David Szalay won the Booker Prize for fiction on Monday for Flesh, the story of an ordinary man's life over several decades in which what isn't on the page is just as important as what is. Szalay, 51, defeated five other finalists, including favorites Andrew Miller and Kiran Desai, to take the coveted literary award, which brings a $66,000 payday and a big boost to the winner's sales and profile. His was chosen from 153 submitted novels by a judging panel that included Irish writer Roddy Doyle and Sex and the City star Sarah Jessica Parker, the AP reports. Doyle said that Flesh—a book "about living, and the strangeness of living"—emerged as the judges' unanimous choice after a five-hour meeting.
"It's just not like any other book," Doyle said, per the New York Times. Szalay's novel recounts the life of taciturn István, from a teenage relationship with an older woman through time as a struggling immigrant in Britain to denizen of London high society. The author has said he wanted to write about a Hungarian immigrant and "about life as a physical experience, about what it's like to be a living body in the world." Doyle said István belongs to a group overlooked in fiction: a working-class man. He said that since reading it, he looks more closely when he walks past bouncers standing in the doorways of Dublin pubs. Doyle, whose stories of working-class Dublin life won him the 1993 Booker Prize for Paddy Clarke Ha Ha Ha, said, "It presents us with a certain type of man that invites us to look behind the face."
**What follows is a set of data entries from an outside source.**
PR #46, opened 2026-03-25
[AlexSn & AlexSn_AlterEgo 🐺] Add UI policy schema spec for Tessera co…

alexsnitkovskiy:
…ntainer configuration

   Define the "ui" section of WXC container config with 7 declarative
   fields (disable, dataChannels, isolation, desktopSystemControl,
   systemSettings, ime, injection) that map developer intent to
   JOB_OBJECT_UILIMIT_* flags and Win32k system call disable mitigation.
   Default-deny posture: "ui": {} = total lockdown.

### DIFF
--- a/docs/UIPolicy_Schema.md
+++ b/docs/UIPolicy_Schema.md
@@ -25,6 +25,18 @@ Developers declare *what the process is allowed to do* — Tessera translates th
 
 ---
 
+## Versioning and Compatibility
+
+Default-deny is a strong security posture, but it raises a compatibility question: what happens when a new field is introduced to the schema? Any config that does not explicitly set the new field will have it denied — which is the right behavior for security, but could silently break an application that was working fine under an older version of the policy.
+
+**Within a version**, default-deny applies fully — omitted fields are denied, and new fields introduced in a minor revision of the same version are denied for all existing configs.
+
+**Across major versions**, the behavior is different: applications pinned to an older version continue to run under the policy semantics of that version. New fields introduced in a later major version are not applied to configs that declare an older version — preserving the behavior the developer explicitly designed for. This allows the schema to evolve without silently changing the security posture of deployed applications.
+
+This makes version a compatibility contract: a config that says `"version": 1` will always behave as a v1 config, regardless of what the current schema version is.
+
+---
+
 ## Config Structure
 
 The `"ui"` section is a sibling of `"appContainer"`, `"filesystem"`, `"network"`, and `"sandbox"` in the WXC config. All fields shown explicitly for illustration — in practice, omitted fields default to their most restrictive value:
--- a/docs/UIPolicy_Schema.md
+++ b/docs/UIPolicy_Schema.md
@@ -1,0 +1,315 @@
+# Tessera UI Policy Schema — `"ui"` Section
+
+> **Status:** Draft — for review
+> **Location:** WXC container configuration JSON
+> **Reference:** [UIContainer.md](https://dev.azure.com/microsoft/OS/_git/os.2020?path=/onecoreuap/windows/core/ntuser/kernel/docs/UIContainer.md&version=GBofficial/ge_current_directwinpd_sf2)
+
+---
+
+## Overview
+
+The `"ui"` section of the WXC container configuration controls how a contained process interacts with the Windows GUI subsystem. It maps developer intent to the underlying enforcement mechanisms:
+
+- **Job Object UI Restrictions** (`NtUserSetJobUILimits`)
+- **Process Mitigation: Win32k System Call Disable** (`PROCESS_MITIGATION_SYSTEM_CALL_DISABLE_POLICY`)
+
+Developers declare *what the process is allowed to do* — Tessera translates that into the correct kernel flags and mitigations.
+
+### Design Principles
+
+1. **Default-deny** — All omitted fields default to the most restrictive value. `"ui": {}` = total lockdown.
+2. **Forward compatible** — New fields added to the schema are automatically denied by existing configs, requiring no updates. Default-deny ensures new capabilities are opt-in from day one.
+3. **Flat structure** — No nesting, no profiles, no precedence rules.
+4. **Intent over mechanism** — The schema describes permissions, not kernel APIs.
+5. **Opt-in** — Developers explicitly enable only what the process needs.
+
+---
+
+## Config Structure
+
+The `"ui"` section is a sibling of `"appContainer"`, `"filesystem"`, `"network"`, and `"sandbox"` in the WXC config. All fields shown explicitly for illustration — in practice, omitted fields default to their most restrictive value:
+
+```json
+{
+  "script": "myapp.exe",
+  "containment": "appcontainer",
+  "ui": {
+    "disable": false,
+    "dataChannels": "none",
+    "isolation": "container",
+    "desktopSystemControl": false,
+    "systemSettings": "none",
+    "ime": false,
+    "injection": false
+  }
+}
+```
+
+> **Note:** The `"ui"` section is only meaningful when `"containment"` is `"appcontainer"`. When `"containment"` is `"sandbox"`, the sandbox VM provides its own isolation — the `"ui"` section is ignored and a warning is emitted.
+
+---
+
+## Field Reference
+
+### `disable`
+
+| | |
+|---|---|
+| **Type** | `boolean` |
+| **Default** | `true` |
+| **Description** | Kill switch. Completely disables access to the GUI subsystem. The process cannot create windows, use GDI, or make any `NtUser*`/`NtGdi*` system calls. Atom table is also isolated. |
+| **Enforcement** | Process mitigation: `DisallowWin32kSystemCalls` (`PROC_THREAD_ATTRIBUTE_MITIGATION_POLICY`) + Job UI limit: `JOB_OBJECT_UILIMIT_GLOBALATOMS` (0x0020) |
+
+**When `true`:**
+- All other `"ui"` fields are ignored — the process has no GUI surface.
+
+**When `false`:**
+- The process retains GUI capability — other fields control what it can do.
+
+---
+
+### `dataChannels`
+
+| | |
+|---|---|
+| **Type** | `enum` |
+| **Default** | `"none"` |
+| **Values** | `"read"`, `"write"`, `"all"`, `"none"` |
+| **Description** | Controls access to data exchange channels between the contained process and the rest of the system. |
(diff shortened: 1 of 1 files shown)


docs/UIPolicy_Schema.md
```diff
@@ -0,0 +1,315 @@
...
+The `"ui"` section of the WXC container configuration controls how a contained process interacts with the Windows GUI subsystem. It maps developer intent to the underlying enforcement mechanisms:
+
+- **Job Object UI Restrictions** (`NtUserSetJobUILimits`)
+- **Process Mitigation: Win32k System Call Disable** (`PROCESS_MITIGATION_SYSTEM_CALL_DISABLE_POLICY`)
+
+Developers declare *what the process is allowed to do* — Tessera translates that into the correct kernel flags and mitigations.
+
+### Design Principles
+
+1. **Default-deny** — All omitted fields default to the most restrictive value. `"ui": {}` = total lockdown.
```
shschaefer, line 20: Though I agree with the sentiment, the challenge here is that we have to become clear about the impact of this policy.  if ui::disable is default true, will this not break a lot of things by default?

docs/UIPolicy_Schema.md
```diff
@@ -0,0 +1,315 @@
...
+2. **Forward compatible** — New fields added to the schema are automatically denied by existing configs, requiring no updates. Default-deny ensures new capabilities are opt-in from day one.
```
shschaefer, line 21: This is the challenge.  When you add a new capability that is default deny, you will break existing policies.

shschaefer: Unless we handle versioning properly ;)

docs/UIPolicy_Schema.md
```diff
@@ -0,0 +1,315 @@
...
+
+**When `true`:**
+- All other `"ui"` fields are ignored — the process has no GUI surface.
+
+**When `false`:**
+- The process retains GUI capability — other fields control what it can do.
+
+---
+
+### `dataChannels`
```
jeffbromberger: Do we imagine other things in this category besides clipboards? The dataChannel name was not obvious to me. If we think there are going to be other types of channels then should we have a "clipboard" element under dataChannels and have read/write/etc applied to clipboard directly? Or, if we think clipboard is the only likely channel should we name it more directly? If we imagine there being some other type of dataChannel possible then is it likely a user would want only a single value for all dataChannels? I.e. would they not want per-channel granularity on the access?

docs/UIPolicy_Schema.md
alexsnitkovskiy: Yes it may break many GUI apps if this is not explicitly overridden. However my strong believe when it comes to GUI subsystem, you have to by default do deny. This should be a mind set and policy should reflect it

docs/UIPolicy_Schema.md
alexsnitkovskiy: I want default to be deny. And I am optimizing into it, since not only we do not have all restriction we talked about in the code yet, we most def. will discover new once as we go.

So yes, if there is a versioning  - great. There should be versioning no matter what, and this would not be specific to the UI portion right. As such I do not think needs to be covered here?

docs/UIPolicy_Schema.md
alexsnitkovskiy: I am happy to rename this to clipboard.

docs/UIPolicy_Schema.md
```diff
@@ -0,0 +1,315 @@
...
+| **Values** | `"desktop"`, `"handles"`, `"atoms"`, `"container"` |
+| **Description** | Determines whether the process can see and interact with UI objects (windows, menus, atoms) belonging to other processes. |
+| **Enforcement** | `JOB_OBJECT_UILIMIT_HANDLES` (0x0001), `JOB_OBJECT_UILIMIT_GLOBALATOMS` (0x0020) |
+
+| Value | Flags Set | Handle Access | Atom Table | Use Case |
+|-------|-----------|--------------|-----------|----------|
+| `"desktop"` | *(none)* | All handles on the desktop | Global (session-wide) | Process needs to interact with other windows |
+| `"handles"` | `UILIMIT_HANDLES` | Same-job handles only | Global (session-wide) | Handle isolation without atom isolation |
+| `"atoms"` | `UILIMIT_GLOBALATOMS` | All handles on the desktop | Per-job (isolated) | Atom isolation without handle restriction |
+| `"container"` | `UILIMIT_HANDLES` + `UILIMIT_GLOBALATOMS` | Same-job handles only | Per-job (isolated) | Sandboxed — process only sees its own UI objects |
```
jeffbromberger: I'm not clear on this one. It says same job handles, but then says _process_ only sees its own objects. If there are 2 processes in the same contained job, can they not see each other's handles?

docs/UIPolicy_Schema.md
```diff
@@ -0,0 +1,315 @@
...
+
+---
+
+### `injection`
+
+| | |
+|---|---|
+| **Type** | `boolean` |
+| **Default** | `false` |
+| **Description** | Controls whether the process can inject synthetic input into other processes. |
```
jeffbromberger: Similarly here I'm not clear if this blocks between two processes in the same job, or only between processes in separate jobs.

docs/UIPolicy_Schema.md
```diff
@@ -0,0 +1,315 @@
...
+
+The process has zero UI surface. Win32k attack surface eliminated.
+
+```json
+"ui": {}
+```
+
+Or equivalently:
+```json
+"ui": {
```
jeffbromberger, line 250: With a minimal config as this are we still taking steps to block, for example, system shutdown? A system service (at least AFAIK) can shutdown or restart the system without any UI or without running in an interactive session (provided it has SE_SHUTDOWN_NAME). Above we tied restart to desktopSystemControl but can we enforce that through this ui-centric configuration mechanism?

docs/UIPolicy_Schema.md
alexsnitkovskiy: Yes 2 processes in the same Job can see each othe handles.

The line 97 needs to be corrected "belonging to processes outside of the Job"

docs/UIPolicy_Schema.md
alexsnitkovskiy: It is blocked completely.

alexsnitkovskiy: The comment here is correct

docs/UIPolicy_Schema.md
alexsnitkovskiy: This configuration is specific for the GUI Subsystem, hence UI.  If there are API to exit windows / restart that do not flow via Win32 GUI Subsystem, they are not covered here, and should be considered somewhere else.

docs/UIPolicy_Schema.md
jsidewhite: Yeah breaking existing policies doesn't feel like it beholds the "forward compatible" promise.

docs/UIPolicy_Schema.md
```diff
@@ -0,0 +1,315 @@
...
+}
+```
+
+> **Note:** The `"ui"` section is only meaningful when `"containment"` is `"appcontainer"`. When `"containment"` is `"sandbox"`, the sandbox VM provides its own isolation — the `"ui"` section is ignored and a warning is emitted.
+
+---
+
+## Field Reference
+
+### `disable`
```
jsidewhite, line 66: Shouldn't it be *enable*? i.e. `enable=true`**

disable is already the default

docs/UIPolicy_Schema.md
```diff
@@ -0,0 +1,315 @@
...
+| **Default** | `"container"` |
+| **Values** | `"desktop"`, `"handles"`, `"atoms"`, `"container"` |
+| **Description** | • Handle isolation — restricts the process from seeing or interacting with USER handles (e.g. windows, menus) owned by processes outside the job. <br>• Atom table isolation — gives the job its own private atom table, preventing processes in the job from accessing the global (Window Station-based) atom table. |
+| **Enforcement** | `JOB_OBJECT_UILIMIT_HANDLES` (0x0001), `JOB_OBJECT_UILIMIT_GLOBALATOMS` (0x0020) |
+
+| Value | Flags Set | Handle Access | Atom Table | Use Case |
+|-------|-----------|--------------|-----------|----------|
+| `"desktop"` | *(none)* | All handles on the desktop | Global (Window Station) | Process needs to interact with other windows |
+| `"handles"` | `UILIMIT_HANDLES` | Same-job handles only | Global (Window Station) | Handle isolation without atom isolation |
+| `"atoms"` | `UILIMIT_GLOBALATOMS` | All handles on the desktop | Per-job (private) | Atom isolation without handle restriction |
```
jsidewhite, line 116: This is confusing.  Saying "atoms" gives you `handle` access.  Wouldn't that be like in `clipboard` saying `write` gives you `read` access?

jsidewhite: isolation is like a rejectlist, whereas the others are a allowlist.

docs/UIPolicy_Schema.md
```diff
@@ -0,0 +1,315 @@
...
+
+---
+
+### `systemSettings`
+
+| | |
+|---|---|
+| **Type** | `enum` |
+| **Default** | `"none"` |
+| **Values** | `"all"`, `"parameters"`, `"display"`, `"none"` |
```
jsidewhite, line 153: Allowing "all" means that you'll silently get new capabilities in future if more are added?

docs/UIPolicy_Schema.md
alexsnitkovskiy: Well as we talked we would not break them.
We want deny-by-default...and we would need to have proper versioning story

So for version X, it is deny-by-default

docs/UIPolicy_Schema.md
alexsnitkovskiy: Discussed during meeting. Let me know if you want to change

docs/UIPolicy_Schema.md
alexsnitkovskiy: We discussed this, it is a bit UI specific... and I gave examples with apps, where permutations used.

docs/UIPolicy_Schema.md
alexsnitkovskiy: Yes, but then in this case, this one is final.
This is truly legacy part

docs/UIPolicy_Schema.md
alexsnitkovskiy: I added versioning section

shschaefer (approved):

Szalay, who was born in Canada, raised in the UK, and lives in Vienna, was a Booker finalist in 2016 for All That Man Is a series of stories about nine wildly different men. Flesh was praised by many critics but frustrated others with its refusal to fill in the gaps in István's story—great swathes of life, including incarceration and wartime service in Iraq occur off the page—and its stubbornly unexpressive central character, whose most common remark is "Okay." The other finalists were Susan Choi's Flashlight, Kiran Desai's The Loneliness of Sonia and Sunny, Katie Kitamura's Audition, Ben Markovits' The Rest of Our Lives, and Andrew Miller's The Land in Winter. The Booker Prize was founded in 1969.